■ Work task: Please copy each line from the entries that contains the string "Thanks".

■ Working data:
PR #4590, opened 2015-07-04
Add Better Stylus Snippets package to repository

lnikell:
Hello! 
I used your guides about creating packages and I know that your list of the packages have already contain Stylus Snippets, but that package did not have changes from 2013 and that package use old syntax with colon, which not supported in many companies.

### DIFF
--- a/repository/b.json
+++ b/repository/b.json
@@ -398,16 +398,6 @@
 			]
 		},
 		{
-			"name": "Better Stylus Snippets",
-			"details": "https://github.com/lnikell/better-stylus-snippets",
-			"releases": [
-				{
-					"sublime_text": ">=3000",
-					"tags": true
-				}
-			]
-		},
-		{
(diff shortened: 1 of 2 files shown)


FichteFoll:
You closed this PR, but I reviewed it anyway, i case you intend to reopen it.


"Better Stylus Snippets" is a very subjective name, because what exactly makes it "better" other than not including colons, and that's personal preference. I suggest something along "Stylus Clean Completions" or similar, which hints the non-use of colons.

Also, since these are actually completions and not snippets, it's more fitting.

lnikell:
Sorry, I saw it too late. I closed pull request because I saw my mistake.

FichteFoll:
You can append commits to existing pull requests by pushing onto the branch you opened it from.

lnikell:
Thank you! Got it and fixed.

PR #4591, opened 2015-07-04
Add Better Stylus Snippets package

lnikell:
Hello! 
I used your guides about creating packages and I know that your list of the packages have already contain Stylus Snippets, but that package did not have changes from 2013 and that package use old syntax with colon, which not supported in many companies.

### DIFF
--- a/repository/b.json
+++ b/repository/b.json
@@ -397,6 +397,16 @@
 				}
 			]
 		},
+    {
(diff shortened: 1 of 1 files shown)


lnikell:
Thank you for your previous comment. I will change the name of repository and package and will create pull request again.

PR #4593, opened 2015-07-05
Add Copy Code Snippet

socsieng:


FichteFoll:
I would have been nice to have an example of how the code is actually formatted. There doesn't seem to be a similar package however.

You shouldn't be playing your `setup.py` (whose reasoning I question) in the root folder as ST will load it and attempt to find classes that interface its API.
You also shouldn't mess with `sys.path`, unless necessary. ST3 supports relative imports, ST2 uses absolute. Just use those instead. For ST3, you need to prepend `__package__ + '.'` to the module name before checking if it's in sys.modules.

FYI, ST2 uses Python 2.6.

socsieng:
Thanks for the feedback @FichteFoll.

I'll get to work on addressing your feedback on the items above. Where I'm ultimately going with this package is I want to be able to copy and paste code snippets with rich text formatting to be used in things like email communication and documentation.

With regard to `setup.py`, I'm still very new to Python as a language/environment, where `setup.py` came from was it was provided as part of a `yeoman` generator for Python which came packaged with `makefile`, unit tests and `travis` integration. Are you able to suggest any alternatives? I'm really keen to maintain `travis` integration though.

FichteFoll:
Hm, you might get problems with running `make setup` then, which calls `pip install ...`, but since you don't actually have any dependencies this could just work (if you remove the records). Don't quote me on that however.

Your test setup seems quite complex for a simple plugin like yours, so I can't simply propose how to do it differently. You could check out https://packagecontrol.io/packages/UnitTesting however, which is a probably even more complex approach but operates on the real Sublime Text.

socsieng:
`make setup` with the `pip install` is working (at least locally and on `travis`). Ironically, the only dependencies that are installed are there to support unit testing.

I agree that this is a somewhat complicated process for executing unit tests for this package as it stands, but I do expect the scope and complexity to grow when I introduce copy as rich text feature. This testing approach was basically a copy/paste of another [Sublime package (IndentX)](https://github.com/socsieng/IndentX) that I created which I think worked well for me.

FichteFoll:
You might be able to move everything related to running tests (notably `setup.py`, potentially `Makefile` too) down a directory and adjust paths accordingly. Be vary of Python's importing mechanics however.

FichteFoll:
For the short-term solution I suggest wrapping your `setuptools.setup` call in `setup.py` in a `if __name__ == '__main__':` block so it doesn.t get executed by Sublime Text when loading the plugin files.

socsieng:
I've wrapped up the contents of `setup.py` with `if __name__ == '__main__'`, removed support for Sublime Text 2, and started using relative imports (removed `sys.path` hack)

PR #4595, opened 2015-07-06
Fix renamed repository of compass package

renestalder:
Seems no longer to be visible in the package control, even github should redirect all repository names correctly. So here is the fix.

### DIFF
--- a/channel.json
+++ b/channel.json
@@ -121,7 +121,7 @@
 		"https://raw.githubusercontent.com/vkocubinsky/sublime_packages/master/packages.json",
 		"https://raw.githubusercontent.com/wallysalami/QuickLook/master/packages.json",
 		"https://raw.githubusercontent.com/weslly/sublime_packages/master/packages.json",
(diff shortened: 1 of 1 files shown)


FichteFoll:
I wonder why it doesn't work though, github seems to properly return the file with a 200 and I doubt PC is doing anything else than downloading that file.

cc @wbond

FichteFoll:
You might want to update to the [new 3.0 schema](https://github.com/wbond/package_control/blob/master/example-repository.json) btw, or migrate the file to the default channel completely so that the schema can be updated automatically. You still have to change the address when renaming the repo however.

wbond:
It seems to be present: https://packagecontrol.io/packages/Compass.

renestalder:
@wbond well, it wasn't after the repository rename as you can see in the statistics. There's a big hole from 2th until 7th of July.

@FichteFoll I'll look into the schema change. Thank you.

wbond:
That isn't a bug in PC. GitHub does not provide redirects for the API, so there is nothing to do there.

PR #4599, opened 2015-07-07
Add Show ASCII Code package

borislubimov:
Show ASCII Code - Simple plugin for displaying ASCII code of the current character in the status bar


FichteFoll:
The package name is not exactly correct, since it will also handle unicode symbols just fine (Python's ord does that). How about "Character Code"?

borislubimov:
@FichteFoll Thanks for advice! I've changed the package name and added tag for my repo.
Also I installed package Char Value and had a look on it. The goal of it is different - to substitute characters by their codes, while my plugin doesn't change text - just shows character codes in status bar and allows to compare codes of different characters (which could look the same, as on plugin demo https://github.com/borislubimov/ShowCharacterCode)

FichteFoll:
I am aware of the difference, I was mainly referencing Char Value because it is similar in regard to charater codes and does not use "ASCII".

■ Response to the exercise:
Thanks for the feedback @FichteFoll.
@FichteFoll Thanks for advice! I've changed the package name and added tag for my repo.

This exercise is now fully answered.